By Ciara Jean/El Inde
Four years ago, Mariel Montiel got into her car with a small Mexican hot chocolate cupcake and drove across Tucson to her friend Megan’s work. She was on a mission. She needed to know if the cupcake that she just created was actually good or if she was just imagining things. What was different about this cupcake from every other basic cupcake was that it was gluten-free and vegan.
Megan was Montiel’s only vegan friend at the time and needed her true opinion. Not as a friend, but as a critic. Megan’s answer was the beginning of Montiel’s journey in creating her own vegan and gluten-free dessert company, Tilted Halos.
Montiel began making vegan cupcakes after she started following the diet when she learned what it can do for a person’s mental and physical health. She learned to bake for herself, but she eventually expanded her talents from baking for one to baking for over a thousand customers.
When Montiel’s home-based business became a hit, she quit her behavioral health job and made Tiled Halos her full-time priority. She decided that she wanted to expand her dessert options and started to create cakes, donuts, churros, pies, brownies and cookies.

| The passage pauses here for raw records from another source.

PR #64, opened 2020-11-24
Update no_synth.cells

ax3ghazy:


RTimothyEdwards:
Pulled and merged

riking:
I've seen several of these giant updates to no_synth.cells with zero explanation - are they automatically generated somehow?

ax3ghazy:
@riking: Yes, I should've left some notes. This is the list of cells, on which I was able to cleanly build mgmt_core in caravel. I have allowed two smaller inverters, and removed some other smaller cells that were causing pin access/congestion issues. The changes aren't that drastic though in this patch. What are your concerns?

They are not automatically generated, but when we face pin access issues in a certain (complex/important) design, we may revise them based on the issues we see.

mithro:
@ax3ghazy -- This very much feels like you are solving the problem in the wrong way here...

riking:
> pin access/congestion issues

This doesn't feel like a valid justification for a global cell banlist - at most, cells causing generic routing congestion should go on a per-project ban list.

ax3ghazy:
I agree; however, most of the time it's more than generic routing congestion. Sometimes the cell is just badly designed, having very tightly-placed or small pins surrounded by obstructions or things like that.

Anyway, the root causes of each of those excludes should be addressed or at least be well-documented. I started a spreadsheet for that purpose at https://docs.google.com/spreadsheets/d/1yujIXMO6jPaVmauqBKc8yL1-ldw_oBhtySXgKSNQ4nM/edit#gid=0 (will also put on several READMEs).

PR #65, opened 2020-11-24
Update openlane pdngen config

ax3ghazy:
- Remove some deprecated settings
- connect VPWR and VPB resp. VGND and VNB to the power/ground nets


RTimothyEdwards:
pulled and merged

PR #69, opened 2020-11-30
Added tri-state buffer mapping file

Manarabdelaty:
Needed to allow yosys to map tri-state buffers.


RTimothyEdwards (approved):
Shouldn't there also be a mapping for the positive-enable tristate buffer?

RTimothyEdwards:
Pulled and merged.

RTimothyEdwards:
Please add the tri-state buffer mapping for all standard cell libraries, not just HD.

Manarabdelaty:
Added in #73

PR #71, opened 2020-11-30
control the global_connections section in common_pdn.tcl with a flag

agorararmard:
This section causes trouble for OpenSTA because it's unable to deal with the power connections when they are too many for some reason. This needs to be opened as an issue on the OpenROAD side. However, let's apply this quick workaround for now since this section isn't really needed for most of the designs.


RTimothyEdwards (approved):
Looks okay.

RTimothyEdwards:
Pulled and merged.

PR #73, opened 2020-12-01
Added tribuff_map to all standard cells

Manarabdelaty:
- Added tribuff_map.v to all standard cells and updated the Makefile.in accordingly
- Fixed ebufn port argument name in hd SCL


RTimothyEdwards:
Pulled and merged.

PR #80, opened 2020-12-19
Changes to netgen setup to enable device level LVS

d-m-bailey:
Before the change, `decap` and `fill` cells were ignored unconditionally.

This change ignores `fill` and `tapvpwrvgnd` cells only if performing device level LVS (`MAGIC_EXT_USE_GDS`).
`fill` and `tapvpwrvgnd` cells are extracted as instances only from GDS (no empty subcircuits).  This causes a placeholder instance to be created with pins that don't watch the netlist spice library.

Ignoring `decap` cells has been removed. There appears to be insignificant performance degradation. Previously, mosfets in the `decap` cells were not extracted, which may have presented a problem. This has been fixed. 

For LEF based LVS, fill cells, `decap` cells, and `tapvpwrvgnd` cells can all be included to verify connections. This may be the simplest way to check that all `fill` cells and `tapvpwrvgnd` cells are connected correctly. Floating `tapvpwrvgnd` cells do not generate errors in device level LVS if at least one is connected correctly. Floating fill cells are also undetectable in device level LVS.


RTimothyEdwards (approved):
I think it is probably better just not to ignore cells for LVS.  Earlier versions of the libraries were giving too much trouble with these.  I think those issues have all been resolved.  I'll merge this change, but it's worth revisiting.

RTimothyEdwards:
Pulled and merged on opencircuitdesign.com.

PR #81, opened 2020-12-22
Restore I/O bus fillers from 0ad7fc9

ax3ghazy:
Those were overwritten by a previous commit (after the "obstructions outside boundaries" fix) and had hand-edited fixes like the removal of some met4 obstructions and adjustments of some met5 shapes.


RTimothyEdwards:
Pulled and merged.

PR #82, opened 2020-12-22
Minor fixes in IO files

ax3ghazy:
- PAD GROUND -> PAD POWER
- Remove leftover pin declarations in a clamped pad


RTimothyEdwards:
Pulled and merged.

PR #85, opened 2020-12-29
Fixes to various views of the IO cells

ax3ghazy:
This mainly removes a 0.015um met5 notch on {,dis}connect cells, which causes min width violations, and fills violating met1 holes in the clamp overlays.


RTimothyEdwards (approved):
Looks good to me.

RTimothyEdwards:
Pulled and merged.

PR #88, opened 2021-01-04
Add a default None value for tclscript

ax3ghazy:
Otherwise, things like https://github.com/RTimothyEdwards/open_pdks/blob/master/common/foundry_install.py#L1235 would be referencing a non-existent variable.


RTimothyEdwards (approved):
Looks good, thanks.

RTimothyEdwards:
Pulled and merged.

PR #91, opened 2021-01-15
Klayout drc

agorararmard:
- Base integration of the klayout drc deck from https://github.com/laurentc2/SKY130_for_KLayout. @ax3ghazy has some batches for that, so he'll be submitting other PRs to fix the .lydrc once this is merged, I believe.
- Updated openlane configs to reflect that change.
- The easiest way to run batch DRC using Klayout is to use the `text` section of the .lydrc file + some adjustments. So, I went ahead and created a script to parse the .lydrc and create a .drc script that could be directly passed to Klayout in batch mode and ran, keeping the old lydrc as is. This happens automatically during the installation of open_pdks so that we'd only keep 1 version of the drc deck, and generate the script from it with each new pdk installation.
- The current .lydrc file contains utf-8 encoded characters which breaks the build if it's passed to the preproc.py script (is it uses ascii encoding). The right way to solve this issue would be to rewrite the file reads and writes in the preproc.py script to use encoding="utf-8". However, I was not sure if this will break something else/produce wrong info in other files. So, I went for the easy solution of copying the file as is (since it doesn't require any processing).


RTimothyEdwards (approved):
Looks okay, I guess.

RTimothyEdwards:
Pulled and merged.

PR #964, opened 2022-01-08
Remove `download_even_if_exists` argument to download_and_unzip

sbc100:
These days this argument really means `install_even_if_directory_exists`
(at least since #9300).

However, by the time we call `download_and_unzip` we have already checked
that `is_installed()` is false so we know we want to install for sure.
If the installation directory already existed and contained the correct
contents we would never get as far as `download_and_unzip`.

### DIFF
--- a/emsdk.py
+++ b/emsdk.py
@@ -1520,18 +1520,11 @@ def build_binaryen_tool(tool):
   return success
 
 
-def download_and_unzip(zipfile, dest_dir, download_even_if_exists=False,
-                       filename_prefix='', clobber=True):
+def download_and_unzip(zipfile, dest_dir, filename_prefix='', clobber=True):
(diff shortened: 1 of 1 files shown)


kripken (commented):
I believe you are right. The relevant line is this though:
```
if self.is_installed() and not hasattr(self, 'git_branch'):
```
So components using a git branch might be broken by this? Do we still use that?

sbc100:
]> I believe you are right. The relevant line is this though:
> 
> ```python
> if self.is_installed() and not hasattr(self, 'git_branch'):
> ```
> 
> So components using a git branch might be broken by this? Do we still use that?

Tools using `git_branch` are by definition now using `download_and_unzip` (they download via git).   See: 


https://github.com/emscripten-core/emsdk/blob/2c09626c34d4778ca648992146c01454ea508ce7/emsdk.py#L2002-L2011

kripken (approved):
Ah, thanks, that's what I was missing.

The flavors expand the spectrum of taste from classics like vanilla bean, Funfetti and yellow cake to more of her specialties such as chai latte, rocky road and hibiscus chocolate.
Although Montiel continued her love of baking by starting a business, that wasn’t the sole reason why she created Tilted Halos. She wanted to provide transitional employment to people coming out of prison or recovering from addiction. She wanted to provide support to people who didn’t have it from anyone else.
“I saw people struggle who had the barriers of having no family support, not having any financial support, or directly coming out of prison to having absolutely nothing,” said Montiel.
Getting support is one of the hardest things when being an addict, Montiel said. She has a passion for helping people and wants to be that support for anyone wanting to get their lives back on track to a better life. Montiel knows how hard it can be because she was in their shoes at one point in her life.
She was 12 years old when she first tried drugs, and from that very first moment, she couldn’t quit them. It was “inevitable” for her to do drugs since childhood trauma was her motivating factor. She did not live in a happy home as her parents got divorced when she was not yet a teenager. Her father was a court judge who sentenced other people’s families to jail. She started to get severe depression and that factored into her doing more drugs, but even if she’d had a perfect life, drugs would have still been involved. Montiel explained that addiction is a disease — you are born with it.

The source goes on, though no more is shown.